Una historia con indudable atractivo judicial y político que ha llevado a la pantalla el cineasta vasco Pablo Malo, autor de dos largometrajes previos, Frío sol de invierno y La sombra de nadie, con desiguales resultados. Si bien el relato se va afianzando paulatinamente es evidente que el tono teatralizante de algunos momentos resta naturalidad y poder de convicción a los fotogramas.

El director abre la proyección en tierras alicantinas, cuando se produce el descubrimiento de dos cadáveres sin identificar que, en principio, podrían ser miembros de una mafia internacional asesinados en un ajuste de cuentas. De hecho, solo la tenacidad y honestidad del comisario de policía García, que se niega a aceptar la proposición de un miembro de la Guardia Civil, permitirá seguir adelante con la investigación y llegar, tras un largo periodo de interrogatorios, al necesario juicio.

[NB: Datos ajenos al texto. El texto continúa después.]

Issue #360, opened 2018-05-14
Proposal: change API for modifications


odow:
To date, I'm not sure if anyone has dug into the modification API yet. I was about to start writing tests (https://github.com/JuliaOpt/MathOptInterface.jl/pull/354) and had some thoughts.

---

In addition to some [function modifications](http://www.juliaopt.org/MathOptInterface.jl/latest/apireference.html#MathOptInterface.ScalarConstantChange), we currently have two [modifyconstraint!](http://www.juliaopt.org/MathOptInterface.jl/latest/apireference.html#MathOptInterface.modifyconstraint!) methods:

`modifyconstraint!(m, c::ConstraintIndex{F,S}, new_set::S)`
`modifyconstraint!(m, c::ConstraintIndex{F,S}, new_function::F)`

Considering the rest of the API, doesn't it make more sense to make these `set!` methods?

```julia
set!(m::ModelLike, ::ConstraintFunction, c::ConstraintIndex{F,S}, new_function::F)
set!(m::ModelLike, ::ConstraintSet, c::ConstraintIndex{F,S}, new_set::S)
```

---

Furthermore, instead of `modifyconstraint!` and `modifyobjective!`, we could have
```julia
canmodify(m, ::ConstraintFunction, c::Type{ConstraintIndex{F,S}}, change::Type{AbstractFunctionModification})
modify!(m, ::ConstraintFunction, c::ConstraintIndex{F,S}, change::AbstractFunctionModification)

canmodify(m, ::ObjectiveFunction, change::Type{AbstractFunctionModification})
modify!(m, ::ObjectiveFunction, change::AbstractFunctionModification)
```

Edit: we could also change the `transformconstraint` to 
```julia
canmodify(m, ::ConstraintSet, c::Type{ConstraintIndex{F,S1}}, ::Type{S2})
c2 = modify!(m, ::ConstraintSet, c::ConstraintIndex{F,S1}, new_set::S2)
```

blegat:
I am in favor of these changes.

For `transform` -> `modify`, I remember we named it transform to make it different than `modify` with a set of the same type but if modifying the set is moved to `set!` then we could add changing the set with a new set type to `modify`. However, `transform` need to return a new constraint index while `modify` does not change the constraint index so it is probably better to keep then separate functions.

mlubin:
[...]

PR #386, opened 2018-06-13
Added member types to *Change struct docstrings

BenChung:
I've been using raw MOI to solve an optimization problem with problem modification, and I regularly need to remind myself what the types of the change struct fields are. This PR adds type information to docstrings that did not previously indicate what the type of the fields are, so that it's easy to tell what they take from Julia's help system.

### DIFF
--- a/src/functions.jl
+++ b/src/functions.jl
@@ -205,7 +205,7 @@ An abstract supertype for structs which specify partial modifications to functio
 abstract type AbstractFunctionModification end
 
 """
-    ScalarConstantChange{T}(new_constant)
+    ScalarConstantChange{T}(new_constant::T)
 
 A struct used to request a change in the constant term of a scalar-valued function.
 Applicable to `ScalarAffineFunction` and `ScalarQuadraticFunction`.
@@ -215,7 +215,7 @@ struct ScalarConstantChange{T} <: AbstractFunctionModification
 end
 
 """
-    VectorConstantChange{T}(new_constant)
+    VectorConstantChange{T}(new_constant::Vector{T})
 
 A struct used to request a change in the constant vector of a vector-valued function.
 Applicable to `VectorAffineFunction` and `VectorQuadraticFunction`.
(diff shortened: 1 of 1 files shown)


odow:
> I've been using raw MOI to solve an optimization problem with problem modification

Really!?! Which solvers? What are your thoughts? Do you have a view on https://github.com/JuliaOpt/MathOptInterface.jl/issues/360?

odow:
> Modulo some easy-to-fix bugs I ran into in their MOI implementation

I would expect that there a number of bugs in all of the solver wrappers.

> The perils of developing code against pre-prerelease libraries!

Your code is probably the most complex usage of MOI yet! We'd love to hear any and all gripes and complaints you have with the API.

> I'd go so far as to suggest that the transformconstraint! equivalent should not handle the case where the old set is the same as the new one at all

Yes, this is what we do [in LinQuadOptInterface](https://github.com/JuliaOpt/LinQuadOptInterface.jl/blob/37bdd17ad71f51d9ba44d43313476fc87583bf06/src/constraints/scalaraffine.jl#L212).

p.s., super late notice, but are you aware of http://www.juliaopt.org/meetings/bordeaux2018/

BenChung:
> We'd love to hear any and all gripes and complaints you have with the API.

The new function definitions in 0.3 fixed my real issue. The old API required a lot of clever indexing for VectorAffineFunctions in particular, but with the explicit structs it's a lot nicer. While I haven't ported my problem forward yet, I'm expecting it to be much easier to read at the very least! With 0.2, I've spent a long time picking apart VectorAffineFunctions to figure out what I intended them to do and how precisely the index acrobatics achieves this. The one thing that I would like though is some way to change the entire VectorAffineFunction matrix in one go, but this is a convenience that I suspect doesn't map down to the solver well.

> p.s., super late notice, but are you aware of http://www.juliaopt.org/meetings/bordeaux2018/

I am! Unfortunately, while I'll be in Europe at that time, I'm busy that week. If it comes back to MIT I'd love to attend though :).

odow:
> The one thing that I would like though is some way to change the entire VectorAffineFunction matrix in one go

If you're changing the sparsity pattern, the correct way to do this is probably to delete the constraint and add a new one. If you're keeping the same sparsity pattern it shouldn't be too hard to write a wrapper that loops through calling `MultirowChange` on the variables.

Paralelamente, la trama, con clara estructura de thriller, se subordina a la figura del abogado de los familiares, Íñigo, que se encarga del tema desde que los dos etarras desaparecen en la localidad francesa de Bayona, consciente de las enormes dificultades que acarrea el objetivo prioritario de conseguir llegar a juicio. Será en este sentido clave en su tarea la ayuda de un joven licenciado en derecho, Fede, que hace una labor profesional intachable.

La cinta rehúye caer en un maniqueísmo que solo hubiera creado inconvenientes y reparos.